Task to carry out: Your task is to copy the stretch of lines in the records below that begins with the line containing "126.16 | 3e-4 |" and ends with the line containing "hypothesis did not", exactly as written, with nothing added.

Data in this exercise:
BEGIN

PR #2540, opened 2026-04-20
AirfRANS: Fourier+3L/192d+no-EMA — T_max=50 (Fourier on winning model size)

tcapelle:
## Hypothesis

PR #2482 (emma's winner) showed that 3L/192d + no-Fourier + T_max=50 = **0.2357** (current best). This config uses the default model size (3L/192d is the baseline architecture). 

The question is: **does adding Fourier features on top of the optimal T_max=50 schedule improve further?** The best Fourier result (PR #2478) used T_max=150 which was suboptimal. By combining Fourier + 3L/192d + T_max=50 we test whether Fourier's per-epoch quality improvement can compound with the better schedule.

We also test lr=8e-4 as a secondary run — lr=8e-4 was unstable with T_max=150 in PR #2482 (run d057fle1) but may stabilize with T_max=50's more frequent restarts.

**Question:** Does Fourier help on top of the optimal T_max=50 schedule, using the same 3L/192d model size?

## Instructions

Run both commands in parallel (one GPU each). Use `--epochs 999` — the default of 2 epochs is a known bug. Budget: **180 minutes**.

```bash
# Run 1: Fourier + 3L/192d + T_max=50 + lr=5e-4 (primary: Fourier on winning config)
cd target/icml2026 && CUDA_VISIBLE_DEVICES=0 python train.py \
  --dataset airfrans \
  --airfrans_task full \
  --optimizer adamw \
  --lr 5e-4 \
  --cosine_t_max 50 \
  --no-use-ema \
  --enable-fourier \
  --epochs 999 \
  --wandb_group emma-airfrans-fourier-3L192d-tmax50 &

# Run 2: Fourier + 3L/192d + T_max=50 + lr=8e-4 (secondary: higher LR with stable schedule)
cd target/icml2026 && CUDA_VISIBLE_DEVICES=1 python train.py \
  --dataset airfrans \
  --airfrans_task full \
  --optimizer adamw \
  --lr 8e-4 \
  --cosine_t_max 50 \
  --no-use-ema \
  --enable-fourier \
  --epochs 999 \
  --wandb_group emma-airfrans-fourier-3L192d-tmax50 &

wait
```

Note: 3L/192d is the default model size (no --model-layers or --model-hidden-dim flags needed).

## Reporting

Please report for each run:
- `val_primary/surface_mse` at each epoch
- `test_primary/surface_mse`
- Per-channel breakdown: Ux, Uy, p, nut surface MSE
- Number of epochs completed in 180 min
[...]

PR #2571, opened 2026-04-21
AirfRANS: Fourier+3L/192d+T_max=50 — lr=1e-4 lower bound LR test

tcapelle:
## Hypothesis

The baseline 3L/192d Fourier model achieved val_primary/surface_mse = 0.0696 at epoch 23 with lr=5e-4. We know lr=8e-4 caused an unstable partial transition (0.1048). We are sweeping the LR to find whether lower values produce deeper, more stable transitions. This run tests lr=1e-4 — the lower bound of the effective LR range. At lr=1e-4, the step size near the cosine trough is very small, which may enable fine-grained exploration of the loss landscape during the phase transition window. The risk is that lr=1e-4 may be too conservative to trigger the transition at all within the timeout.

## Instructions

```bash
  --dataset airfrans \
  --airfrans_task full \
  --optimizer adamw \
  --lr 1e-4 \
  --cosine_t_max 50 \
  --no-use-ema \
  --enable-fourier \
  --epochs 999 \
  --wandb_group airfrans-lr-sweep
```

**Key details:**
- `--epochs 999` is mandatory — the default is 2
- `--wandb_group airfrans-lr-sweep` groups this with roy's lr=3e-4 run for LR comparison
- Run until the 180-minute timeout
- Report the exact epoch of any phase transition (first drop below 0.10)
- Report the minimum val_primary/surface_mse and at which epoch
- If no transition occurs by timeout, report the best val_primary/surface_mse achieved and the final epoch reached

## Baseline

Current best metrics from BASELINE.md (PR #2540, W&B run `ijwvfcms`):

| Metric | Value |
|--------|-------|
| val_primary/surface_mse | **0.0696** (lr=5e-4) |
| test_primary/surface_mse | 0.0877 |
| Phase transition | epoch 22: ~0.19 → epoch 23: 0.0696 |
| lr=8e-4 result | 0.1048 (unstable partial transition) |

END
BEGIN

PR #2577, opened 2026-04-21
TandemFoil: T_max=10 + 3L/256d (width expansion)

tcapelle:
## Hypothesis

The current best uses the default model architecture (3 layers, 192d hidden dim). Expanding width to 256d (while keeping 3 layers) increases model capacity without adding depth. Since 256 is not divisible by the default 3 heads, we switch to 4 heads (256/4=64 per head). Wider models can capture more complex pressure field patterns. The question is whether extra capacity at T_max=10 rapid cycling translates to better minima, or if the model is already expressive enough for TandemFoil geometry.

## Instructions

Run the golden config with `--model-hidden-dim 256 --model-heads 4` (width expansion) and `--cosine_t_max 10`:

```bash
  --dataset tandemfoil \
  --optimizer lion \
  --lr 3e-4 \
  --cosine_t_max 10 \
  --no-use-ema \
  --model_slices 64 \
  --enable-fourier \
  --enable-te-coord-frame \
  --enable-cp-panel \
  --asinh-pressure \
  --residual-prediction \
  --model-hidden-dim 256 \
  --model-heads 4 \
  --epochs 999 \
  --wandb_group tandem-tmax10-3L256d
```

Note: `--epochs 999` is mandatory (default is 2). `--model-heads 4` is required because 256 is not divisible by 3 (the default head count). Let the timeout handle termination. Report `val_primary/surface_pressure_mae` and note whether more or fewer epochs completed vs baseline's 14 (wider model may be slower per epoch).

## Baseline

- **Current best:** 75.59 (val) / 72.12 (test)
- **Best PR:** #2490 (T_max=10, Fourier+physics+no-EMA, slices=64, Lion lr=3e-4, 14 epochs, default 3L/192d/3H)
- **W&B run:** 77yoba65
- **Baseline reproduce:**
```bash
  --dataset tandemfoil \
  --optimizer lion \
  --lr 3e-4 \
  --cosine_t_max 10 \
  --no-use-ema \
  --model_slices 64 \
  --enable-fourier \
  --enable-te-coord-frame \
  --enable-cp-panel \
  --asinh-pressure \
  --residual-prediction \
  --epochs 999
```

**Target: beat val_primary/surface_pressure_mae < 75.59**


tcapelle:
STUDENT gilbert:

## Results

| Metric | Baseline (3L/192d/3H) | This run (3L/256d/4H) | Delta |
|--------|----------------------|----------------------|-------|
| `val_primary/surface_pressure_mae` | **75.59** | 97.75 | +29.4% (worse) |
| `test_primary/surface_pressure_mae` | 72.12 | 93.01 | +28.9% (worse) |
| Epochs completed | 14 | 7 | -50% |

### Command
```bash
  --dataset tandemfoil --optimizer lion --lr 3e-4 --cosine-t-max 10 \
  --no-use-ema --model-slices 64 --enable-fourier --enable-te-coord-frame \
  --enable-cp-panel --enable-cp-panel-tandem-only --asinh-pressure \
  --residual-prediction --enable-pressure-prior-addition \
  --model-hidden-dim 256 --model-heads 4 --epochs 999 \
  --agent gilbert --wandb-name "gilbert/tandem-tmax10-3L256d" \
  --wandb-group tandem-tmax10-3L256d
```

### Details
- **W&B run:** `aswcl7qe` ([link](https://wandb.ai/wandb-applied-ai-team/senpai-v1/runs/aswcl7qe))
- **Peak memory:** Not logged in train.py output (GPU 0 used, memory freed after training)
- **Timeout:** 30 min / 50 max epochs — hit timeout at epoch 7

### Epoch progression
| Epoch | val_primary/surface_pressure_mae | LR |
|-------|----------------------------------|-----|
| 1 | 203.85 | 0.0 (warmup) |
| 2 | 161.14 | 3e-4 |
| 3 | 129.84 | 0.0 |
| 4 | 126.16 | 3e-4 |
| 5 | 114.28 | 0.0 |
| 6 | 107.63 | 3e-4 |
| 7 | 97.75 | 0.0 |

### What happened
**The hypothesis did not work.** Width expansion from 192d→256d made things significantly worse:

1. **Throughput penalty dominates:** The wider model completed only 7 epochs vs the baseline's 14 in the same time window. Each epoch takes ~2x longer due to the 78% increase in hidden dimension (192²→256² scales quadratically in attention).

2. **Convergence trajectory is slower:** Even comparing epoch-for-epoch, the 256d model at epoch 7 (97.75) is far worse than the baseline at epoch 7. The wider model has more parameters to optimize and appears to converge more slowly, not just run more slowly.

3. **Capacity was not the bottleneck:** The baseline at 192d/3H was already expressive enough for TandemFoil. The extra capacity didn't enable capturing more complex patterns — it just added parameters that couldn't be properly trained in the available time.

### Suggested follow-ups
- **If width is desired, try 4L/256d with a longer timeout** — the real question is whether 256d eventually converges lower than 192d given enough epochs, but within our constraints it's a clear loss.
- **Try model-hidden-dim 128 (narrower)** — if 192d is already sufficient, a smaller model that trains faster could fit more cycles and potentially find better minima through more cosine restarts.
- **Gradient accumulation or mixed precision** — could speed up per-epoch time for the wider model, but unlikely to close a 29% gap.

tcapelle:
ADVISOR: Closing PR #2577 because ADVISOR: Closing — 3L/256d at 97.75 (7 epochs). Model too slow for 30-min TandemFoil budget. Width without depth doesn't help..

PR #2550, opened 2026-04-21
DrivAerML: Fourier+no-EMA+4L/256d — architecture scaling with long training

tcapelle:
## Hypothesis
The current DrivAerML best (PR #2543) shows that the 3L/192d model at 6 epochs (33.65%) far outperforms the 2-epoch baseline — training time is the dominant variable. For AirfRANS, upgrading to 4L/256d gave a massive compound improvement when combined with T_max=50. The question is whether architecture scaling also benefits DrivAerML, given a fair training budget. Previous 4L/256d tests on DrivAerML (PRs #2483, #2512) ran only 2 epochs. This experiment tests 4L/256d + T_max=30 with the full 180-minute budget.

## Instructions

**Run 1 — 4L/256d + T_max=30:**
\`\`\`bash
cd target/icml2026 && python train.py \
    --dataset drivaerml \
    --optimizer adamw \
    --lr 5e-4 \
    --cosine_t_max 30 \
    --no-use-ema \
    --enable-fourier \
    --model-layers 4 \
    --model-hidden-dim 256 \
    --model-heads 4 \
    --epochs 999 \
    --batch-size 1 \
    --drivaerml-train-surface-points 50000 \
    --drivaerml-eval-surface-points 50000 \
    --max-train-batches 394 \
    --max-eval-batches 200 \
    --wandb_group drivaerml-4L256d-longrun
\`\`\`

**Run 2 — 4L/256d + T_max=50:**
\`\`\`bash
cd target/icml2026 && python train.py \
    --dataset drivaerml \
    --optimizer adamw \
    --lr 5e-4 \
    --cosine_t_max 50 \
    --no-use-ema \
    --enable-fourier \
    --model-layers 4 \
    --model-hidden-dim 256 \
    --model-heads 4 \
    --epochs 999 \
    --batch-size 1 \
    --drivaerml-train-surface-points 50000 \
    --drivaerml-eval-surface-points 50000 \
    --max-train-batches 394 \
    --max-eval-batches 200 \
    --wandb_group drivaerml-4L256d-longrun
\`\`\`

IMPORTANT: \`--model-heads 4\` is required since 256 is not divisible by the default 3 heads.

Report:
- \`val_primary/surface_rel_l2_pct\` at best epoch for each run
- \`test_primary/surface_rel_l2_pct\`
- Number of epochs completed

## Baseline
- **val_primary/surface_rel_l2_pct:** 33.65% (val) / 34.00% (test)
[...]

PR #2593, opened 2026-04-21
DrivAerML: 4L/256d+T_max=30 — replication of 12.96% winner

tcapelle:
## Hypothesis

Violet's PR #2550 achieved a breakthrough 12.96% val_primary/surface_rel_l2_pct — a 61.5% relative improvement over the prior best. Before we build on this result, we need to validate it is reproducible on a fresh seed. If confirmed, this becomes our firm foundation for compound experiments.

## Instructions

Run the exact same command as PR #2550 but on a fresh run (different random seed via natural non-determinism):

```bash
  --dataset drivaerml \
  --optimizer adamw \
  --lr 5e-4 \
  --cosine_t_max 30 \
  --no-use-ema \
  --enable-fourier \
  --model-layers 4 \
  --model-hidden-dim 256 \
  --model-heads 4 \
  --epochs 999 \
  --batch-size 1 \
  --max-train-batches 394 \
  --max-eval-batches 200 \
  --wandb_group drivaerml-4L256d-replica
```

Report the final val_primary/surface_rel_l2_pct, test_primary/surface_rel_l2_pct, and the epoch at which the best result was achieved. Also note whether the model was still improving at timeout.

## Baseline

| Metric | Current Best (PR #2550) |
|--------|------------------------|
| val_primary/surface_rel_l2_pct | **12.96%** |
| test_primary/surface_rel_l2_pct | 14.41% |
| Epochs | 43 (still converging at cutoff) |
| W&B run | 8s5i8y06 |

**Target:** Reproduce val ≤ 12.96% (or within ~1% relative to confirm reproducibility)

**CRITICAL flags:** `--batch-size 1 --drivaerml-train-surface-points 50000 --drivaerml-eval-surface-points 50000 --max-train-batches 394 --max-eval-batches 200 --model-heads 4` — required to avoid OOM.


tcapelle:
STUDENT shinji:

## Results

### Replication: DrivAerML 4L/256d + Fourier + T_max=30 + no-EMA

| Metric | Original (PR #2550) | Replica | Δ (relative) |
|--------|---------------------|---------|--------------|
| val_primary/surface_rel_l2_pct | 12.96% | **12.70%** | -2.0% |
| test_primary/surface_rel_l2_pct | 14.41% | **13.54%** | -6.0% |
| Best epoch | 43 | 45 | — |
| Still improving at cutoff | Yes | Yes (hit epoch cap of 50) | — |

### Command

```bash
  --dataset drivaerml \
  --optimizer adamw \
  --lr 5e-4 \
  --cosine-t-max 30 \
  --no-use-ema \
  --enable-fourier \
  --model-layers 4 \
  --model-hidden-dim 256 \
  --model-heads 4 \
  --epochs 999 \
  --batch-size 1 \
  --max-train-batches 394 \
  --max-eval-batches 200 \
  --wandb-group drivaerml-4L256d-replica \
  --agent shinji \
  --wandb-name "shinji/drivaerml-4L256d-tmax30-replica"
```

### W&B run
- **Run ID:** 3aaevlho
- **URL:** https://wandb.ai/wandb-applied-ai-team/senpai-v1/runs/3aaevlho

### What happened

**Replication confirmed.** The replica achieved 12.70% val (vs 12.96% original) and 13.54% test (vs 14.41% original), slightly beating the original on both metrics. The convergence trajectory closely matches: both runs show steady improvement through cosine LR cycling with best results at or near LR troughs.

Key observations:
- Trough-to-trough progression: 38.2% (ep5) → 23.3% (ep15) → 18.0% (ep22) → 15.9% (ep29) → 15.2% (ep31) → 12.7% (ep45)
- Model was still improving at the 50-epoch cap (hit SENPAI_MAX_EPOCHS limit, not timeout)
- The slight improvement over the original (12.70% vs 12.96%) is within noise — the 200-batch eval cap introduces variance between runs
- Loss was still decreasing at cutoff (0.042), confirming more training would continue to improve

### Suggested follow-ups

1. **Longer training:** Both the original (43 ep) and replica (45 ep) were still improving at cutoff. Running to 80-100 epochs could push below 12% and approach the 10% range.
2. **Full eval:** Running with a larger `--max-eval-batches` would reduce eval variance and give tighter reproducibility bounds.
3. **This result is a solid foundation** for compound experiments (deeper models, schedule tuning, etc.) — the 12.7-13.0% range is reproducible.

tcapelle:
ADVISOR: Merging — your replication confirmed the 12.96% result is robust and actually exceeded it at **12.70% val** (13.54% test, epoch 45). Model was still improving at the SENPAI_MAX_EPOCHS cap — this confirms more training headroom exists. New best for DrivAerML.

END

Problem solution:
| 4 | 126.16 | 3e-4 |
| 5 | 114.28 | 0.0 |
| 6 | 107.63 | 3e-4 |
| 7 | 97.75 | 0.0 |

### What happened
**The hypothesis did not work.** Width expansion from 192d→256d made things significantly worse:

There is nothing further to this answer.